Commuting isn't for the faint of heart.
I went to graduate school in New York City, but I lived and worked in New Jersey. This meant that for a few years I found myself part of the bridge and tunnel commuter shuffle. My route involved taking a bus to Port Authority and then riding the subway to school (first day of school I got on the wrong subway and happily traveled several blocks in the wrong direction before realizing anything was wrong). I learned that there was an art and science to commuting--what kind of seat to look for on the bus, how to ignore the person next to you, and most importantly, the fastest and best routes from the bus gate to the subway platform. This was of utmost importance to me--most days I had morning classes that got out at 1:00 and I had to be at work at 4:00. If I made it onto the 1:30 bus, I could stop at home first and get a few desperately needed moments of privacy, quiet or sleep. If I missed the 1:30, though, I had to wait until the 2:30 bus and that meant that I would have to go straight to work, and that was just miserable. I remember more than a few times making it to the bus gate one or two minutes too late and bursting into tears on the spot.
So I studied how much time it took me to get from the subway to the bus. I figured out how often the subways came to the stop near school, and I left classes without looking back, even if the teacher was still rambling on. I knew not to carry too much with me at any time in case I had to run the distance from the subway to the bus. I also learned that sometimes no matter how much you planned and tried, things just went wrong. There's a problem with the trains, and you're stuck helplessly at 96th Street with the minutes ticking away; you're in the Lincoln Tunnel and traffic is backed up and you have no hope of getting home in time for anything.

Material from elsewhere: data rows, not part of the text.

PR #159, opened 2017-11-09
use unique_ptr and test both pointer modes

amcamd:
refactor tests
* use std::unique_ptr for hipMalloc and hipFree
* use std::unique_ptr for rocblas_create_handle and rocblas_destroy_handle
* all tests for rocblas_pointer_mode_host and rocblas_pointer_mode_device

### DIFF
--- a/clients/gtest/blas1_gtest.cpp
+++ b/clients/gtest/blas1_gtest.cpp
@@ -72,7 +72,8 @@ Representative sampling is sufficient, endless brute-force sampling is not neces
 
 //vector of vector, each pair is a {alpha, beta};
 //add/delete this list in pairs, like {2.0, 4.0}
-vector<vector<double>> alpha_beta_range = { {1.0, 0.0},
+vector<vector<double>> alpha_beta_range = { 
+                                            {1.0, 0.0},
                                             {2.0, -1.0}
                                           };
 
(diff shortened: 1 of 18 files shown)


clients/gtest/blas1_gtest.cpp
```diff
@@ -211,18 +223,7 @@ TEST_P(blas1_gtest, axpy_float)
...
-            EXPECT_EQ(rocblas_status_invalid_size, status);
-        }
-        else if( arg.incx < 0){
-            EXPECT_EQ(rocblas_status_invalid_size, status);
-        }
-        else if( arg.incy < 0){
-            EXPECT_EQ(rocblas_status_invalid_size, status);
-        }
-    }
+    EXPECT_EQ(rocblas_status_success, status);
```
kknox: Does this reduce test precision?  Looks like the old code tried to decipher that the returned error code was a particular value.

clients/gtest/blas1_gtest.cpp
```diff
@@ -174,13 +175,24 @@ TEST_P(blas1_gtest, iamax_float)
...
+    // GetParam return a tuple. Tee setup routine unpack the tuple
+    // and initializes arg(Arguments) which will be passed to testing routine
+    // The Arguments data struture have physical meaning associated.
+    // while the tuple is non-intuitive.
+    Arguments arg = setup_blas1_arguments( GetParam() );
+    rocblas_status status = testing_iamax<double>( arg );
+    // if not success, then the input argument is problematic, so detect the error message
+    if(status != rocblas_status_success)
+    {
+        EXPECT_EQ(rocblas_status_success, status);
```
kknox: Do we need to protect the EXPECT_EQ with a branch?

clients/gtest/blas1_gtest.cpp
kknox: Maybe you meant to use your new macro CHECK_ROCBLAS_ERROR()?

clients/gtest/blas1_gtest.cpp
kknox: Possibly, you meant to use your new macro CHECK_ROCBLAS_ERROR()

amcamd: Thanks, you are correct, will remove branch and use CHECK_ROCBLAS_ERROR()

PR #171, opened 2017-11-21
fix __global__ function rocblas_fmadd_half2 to return void

amcamd:
change function rocblas_fmadd_half2 so that it returns void. The result is returned as a half2* argument, not as the function return.

### DIFF
--- a/library/src/blas1/rocblas_axpy.cpp
+++ b/library/src/blas1/rocblas_axpy.cpp
@@ -88,8 +88,8 @@ axpy_kernel_device_scalar(hipLaunchParm lp,
     }
 }
 
-__global__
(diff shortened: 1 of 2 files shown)


kknox:
I don't see any other __global__ problems.
@AlexVlx , does this fix suffice?

AlexVlx:
@kknox @amcamd thank you gentlemen. I believe that it does, the one other instance was in tensile and I think that Dr. Tanner is working on it:)

guacamoleo:
I corrected Tensile's problem and its checked into the develop branch.

David E. Tanner
_________________________________________________________
MTS Software Engineer  |   Radeon Technologies Group – Open Compute


________________________________

PR #177, opened 2017-11-30
add clang-format

amcamd:
Add clang-format consistently with clang-format in MIOpen.

Jenkins runs clang-format runs against pull request and the pull request will fail if any files do not comply with the specified format in .clang-format. 

At this stage the user can
*  format files individually with: clang-format-3.8 -style=file -i <path-to-source-file> 
* this will change the files in place
* commit the changed files
* the pull request should now pass

Alternatively the user can
* ignore the failure and merge the pull request

The user can also run the following and it will cause files to be automatically formatted before they are commited:  ./.githooks/install . Any pull request containing already formatted commits should pass the format check.

### DIFF
--- a/.clang-format
+++ b/.clang-format
@@ -1,0 +1,90 @@
+---
+Language:        Cpp
+AccessModifierOffset: 0
+AlignAfterOpenBracket: Align
+AlignConsecutiveAssignments: true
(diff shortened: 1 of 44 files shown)


amcamd:
this pull request is stale, transfer changes to new pull request

PR #195, opened 2016-03-24
Add missing dependencies for xdg-app bundles

ltilve:
In order to run some of the sandboxed xdg-app bundles that are being produced, there are still some missing dependencies in the runtime. Also making them explicit on eos-core although they were already being already pulled into by some other dep.


jaragunde:
PR related with this ticket: https://phabricator.endlessm.com/T6291

PR #196, opened 2016-03-28
Migrate from boost1.49 to boost1.55

dsd:
Debian jessie has made this migration and boost 1.49 is no longer
available, it even fails to build.

https://phabricator.endlessm.com/T6153


dbnicholson:
We'll need to rebuild apps that link to boost, but that should happen anyway as we work through xdg-app.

And when that happened, I learned to just give in, and think, "I have done all I have done. There is nothing I can do."
What fascinated me about this commuting wisdom is that I was not the only one who had acquired it. Sometimes you walk onto a subway platform and see what looks like thousands of people standing there, the obvious sign that something is wrong with the train. Or in those days when I relied on the bus, there would be times when I'd bound up the last flight of stairs to the the fourth floof of the bus terminal and see lines snaking from my gate all the way back to the escalator. Again, something had gone wrong and we were all left to wait. And the astonishing thing was that I never saw crowds in these situations go mad. You would think there would be people screaming, swarming, pounding on the glassed in booth of the subway workers, grabbing the bus employees and swearing at them. But no, nothing--maybe some more sighing and annoyed voices than usual, but hardly the behavior you would expect from a giant crowd of people who are suddenly finding out that they can't get where they're trying to go. Where's the anger, the chaos? I always marvel at this.
So a few weeks ago, when the US Airways plane crash-landed in the Hudson River and word came out that the evacuation had been fairly orderly (though as it turned out later, not as calm and orderly as first reported), I wasn't surprised. For some reason, crowds often behave better than you would think, and I had no idea why. When I read one of the articles about the crash and rescue, though, I found some quotes from Amanda Ripley, who had just written a book called The Unthinkable: Who Survives When Disaster Strikes--and Why, that covered, amongst other things, how crowds behave during disasters. It took me no time to put that one on reserve and then rush down to get it.